PR #448, opened 2023-10-19
Wallet-centric account testing

### LINKED ISSUE #292: Fix accounts test changing expiry slot
The Accounts test needs to test transitioning an account to an earlier expiry slot, but this is currently not done. The genesis account output should have expiry slot math.MaxUint64, and then be transitioned to latestCommittedSlot+MaxCommittableAge, then commit until then and destroy the account.

cyberphysic4l:
The aim of these changes is to make the testing flow in the accounts tests be centred around wallets (like firefly wallets). The wallet models the following:
- hierarchical deterministic key management
- signing transactions
- signing blocks
- keeping track of owned unspent outputs

Wallets are used throughout the tests package for creation of transactions and issuance of basic blocks. 

Nodes have a blockissuer module of their own for validation, so nodes issue validation blocks.

closes #292


pkg/tests/accounts_test.go
```diff
@@ -3,40 +3,36 @@ package tests
...
 	"github.com/iotaledger/iota-core/pkg/protocol/engine/accounts"
-	"github.com/iotaledger/iota-core/pkg/protocol/snapshotcreator"
 	"github.com/iotaledger/iota-core/pkg/testsuite"
 	"github.com/iotaledger/iota-core/pkg/testsuite/mock"
+	"github.com/iotaledger/iota-core/pkg/testsuite/snapshotcreator"
 	"github.com/iotaledger/iota-core/pkg/utils"
 	iotago "github.com/iotaledger/iota.go/v4"
 )
 
 // TODO: implement tests for staking and delegation transitions that cover edge cases - part of hardening phase.
```
PhilippGackstatter: Btw, we could probably remove that line now that we have #466.

pkg/testsuite/mock/wallet.go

#### [Exercise details]
An exact repeat of the lines from the one containing "closes #292" through the final line of the entries is the whole answer.

#### [Written answer]
closes #292


pkg/tests/accounts_test.go
```diff
@@ -3,40 +3,36 @@ package tests
...
 	"github.com/iotaledger/iota-core/pkg/protocol/engine/accounts"
-	"github.com/iotaledger/iota-core/pkg/protocol/snapshotcreator"
 	"github.com/iotaledger/iota-core/pkg/testsuite"
 	"github.com/iotaledger/iota-core/pkg/testsuite/mock"
+	"github.com/iotaledger/iota-core/pkg/testsuite/snapshotcreator"
 	"github.com/iotaledger/iota-core/pkg/utils"
 	iotago "github.com/iotaledger/iota.go/v4"
 )
 
 // TODO: implement tests for staking and delegation transitions that cover edge cases - part of hardening phase.
```
PhilippGackstatter: Btw, we could probably remove that line now that we have #466.

pkg/testsuite/mock/wallet.go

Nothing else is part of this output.